Work order.
Every line below that holds the string "venv" should be copied out.

(Collected data entries)
################

PR #5318, opened 2026-07-16
fix(atlas): align exporter tokenization + practice resolver with Sqlite contract (Sol F001/F002/F007)

krisztiankoos:
## Summary

Fixes Sol review findings **F001 / F002 / F007** (atlas runtime-shard contract) so `scripts/atlas/export_runtime_shards.py` matches live `SqliteAtlasDataSource` semantics.

### F001 — component tokenization diverged from TS (`\p{L}\p{M}` only)
**Failure scenario:** Python `COMPONENT_TOKEN_RE` used `\w`, so digits became component chips. Real corpus: `мені-20-років` exported `{text:"20"}`; Sqlite does not. Stress-marked forms (combining U+0301) also risked splitting if Marks were dropped.

**Fix:** `find_component_tokens()` mirrors `/[\p{L}\p{M}]+(?:['’][\p{L}\p{M}]+)*/gu` via `unicodedata` categories (no new `regex` dependency). Shared vectors at `scripts/atlas/component_tokenization_vectors.json`, asserted from pytest + vitest.

### F002 — practice-level resolver missed reconciliation
**Failure scenario:** Exporter indexed both `lemmaId` and `lemma` from a single `--deck-dir`. Sqlite prefers `api/lexicon/` before `lexicon/` and indexes **`lemmaId` only** (lookup still falls back to `entry.lemma`).

**Fix:** `practice_index_dir_candidates()` + `load_practice_levels_by_slug()` mirror Sqlite exactly. Hermetic disagreeing fixtures under `tests/fixtures/atlas/practice_decks/`.

### F007 — script path failed without `-m`
**Failure scenario:** `.venv/bin/python scripts/atlas/export_runtime_shards.py` → `ModuleNotFoundError: scripts`.

**Fix:** Bootstrap repo root onto `sys.path` when `__package__` is empty; subprocess `--help` test covers it.

### TOKEN_RE sibling check (no scope expansion)
py `TOKEN_RE` (`[\w\u0400-\u04ff]+`) vs `search.ts` `/[\p{L}\p{N}_]+/gu`: both include letters, digits, and underscore for search gloss tokens. No real divergence for Atlas UA/Latin glosses (edge: Python `\w` can match extra Unicode connectors beyond `_`; not observed on this corpus). Left a one-line cross-reference comment only.

### pytest green
```
$ .venv/bin/python -m pytest tests/test_export_runtime_shards.py -q
============================= 13 passed in 31.36s ==============================
```

### ruff clean
```
$ .venv/bin/ruff check scripts/atlas/ tests/test_export_runtime_shards.py tests/fixtures/atlas/
All checks passed!
```

### exporter still deterministic (fixture DB, twice)
```
A atlas-v1-af8a9ff7c313e91d
B atlas-v1-af8a9ff7c313e91d
diff_exit=0
```
(`diff -r` of the two out-dirs empty; dataVersion strings identical.)

### F001 fixed on real data (`--db data/atlas.db --no-decks`)
```
slug= мені-20-років
lemma= Мені 20 років
entry_type= multiword_term
componentLinks= [{"text": "Мені", "targetSlug": "я"}, {"text": "років", "targetSlug": "рік"}]
has_text_20= False
texts= ['Мені', 'років']
```

### TS/py vectors agree
```
$ cd site && npx vitest run tests/unit/atlas-runtime-shards.test.ts
 Test Files  1 passed (1)
      Tests  2 passed | 6 skipped (8)
```
(normalization + component tokenization vector suites; remaining tests skip without a prebuilt `build/atlas-runtime` tree.)

### F007 script-path smoke
```
$ .venv/bin/python scripts/atlas/export_runtime_shards.py --help
script_path_ok=1
```

## Test plan
- [x] pytest `tests/test_export_runtime_shards.py`
- [x] ruff on touched paths
- [x] double export + `diff -r`
- [x] real-DB probe for `мені-20-років`
- [x] vitest shared vectors
- [ ] CI on this PR


krisztiankoos (commented):
Cross-family review (Claude orchestrator, atlas lane; cursor-authored) — **REVISE, substance correct** (delta dispatched on this branch).

Verified myself before this verdict:
- **F001 real-data check PASSES**: exported real `atlas.db` on this head → `мені-20-років` componentLinks = `[Мені→я, років→рік]`, no `"20"` chip. Python `find_component_tokens` semantics traced against the TS regex incl. combining-mark and apostrophe-boundary edges — correct.
- **F002**: resolver semantics match `loadPracticeLevelsBySlug` on the parity-relevant paths (api-first per level, lemmaId-only, per-level fall-through); the new pytest pins dirs-disagree + lemma≠lemmaId. Accepted deviation, for the record: on a MALFORMED index file TS silently falls through to the next candidate, the exporter fails loud — fail-closed is right for a build tool.
- Ran the suite on this head in a clean worktree: **12 passed, 1 FAILED** — see finding 1.

Delta items (all small, exact):
1. **`test_script_path_invocation_exits_zero` fails in any added worktree** — it hardcodes `ROOT/.venv/bin/python`, which only exists in the primary checkout and CI. Every dispatch worker runs tests in a worktree; this is the green-in-CI/red-for-workers class. Fix: `sys.executable` (existing precedent in 6+ tests, e.g. `tests/test_repo_root.py:102`).
2. **The vitest vectors test asserts a TEST-LOCAL copy of `COMPONENT_TOKEN_RE`**, so drift in the production regex (`sqlite-atlas-data-source.ts:41`) would pass unseen — a gate that can pass while broken. Export the production constant (or a `findComponentTokens` helper) and assert THAT against the shared vectors.
3. **No numeric-multiword ENTRY exists in the fixture DB** — the tokenizer is vector-pinned but not end-to-end record-pinned. Add one (e.g. `мені-20-років` shape) via `build_runtime_shards_fixture.py`, regenerate the fixture DB, and assert the exported record's componentLinks carries no digit chip. This also feeds the upcoming unconditional parity gate (F006).

krisztiankoos (commented):
Delta verified (review follow-up) — **APPROVE** (comment-form: shared git identity).

All three findings fixed and re-verified by my own runs on head 2daa3c9b5e:
1. `sys.executable` in the script-path test → **13/13 pass in a venv-less added worktree** (previously 12+1 fail there) — my run, raw tail: `13 passed in 49.96s`.
2. `COMPONENT_TOKEN_RE` now exported from `sqlite-atlas-data-source.ts:42` and the vitest vectors test imports the PRODUCTION constant — regex drift now fails the gate.
3. Fixture DB regenerated (282→327 KB) with a numeric-multiword entry; new pytest asserts the exported record's componentLinks carries no digit chip (line 158).

Earlier real-data verification stands: exporting real atlas.db on this branch gives `мені-20-років` → `[Мені→я, років→рік]`, matching the Sqlite source. Merging on green CI.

################

Your response.
**Failure scenario:** `.venv/bin/python scripts/atlas/export_runtime_shards.py` → `ModuleNotFoundError: scripts`.
$ .venv/bin/python -m pytest tests/test_export_runtime_shards.py -q
$ .venv/bin/ruff check scripts/atlas/ tests/test_export_runtime_shards.py tests/fixtures/atlas/
$ .venv/bin/python scripts/atlas/export_runtime_shards.py --help
1. **`test_script_path_invocation_exits_zero` fails in any added worktree** — it hardcodes `ROOT/.venv/bin/python`, which only exists in the primary checkout and CI. Every dispatch worker runs tests in a worktree; this is the green-in-CI/red-for-workers class. Fix: `sys.executable` (existing precedent in 6+ tests, e.g. `tests/test_repo_root.py:102`).
1. `sys.executable` in the script-path test → **13/13 pass in a venv-less added worktree** (previously 12+1 fail there) — my run, raw tail: `13 passed in 49.96s`.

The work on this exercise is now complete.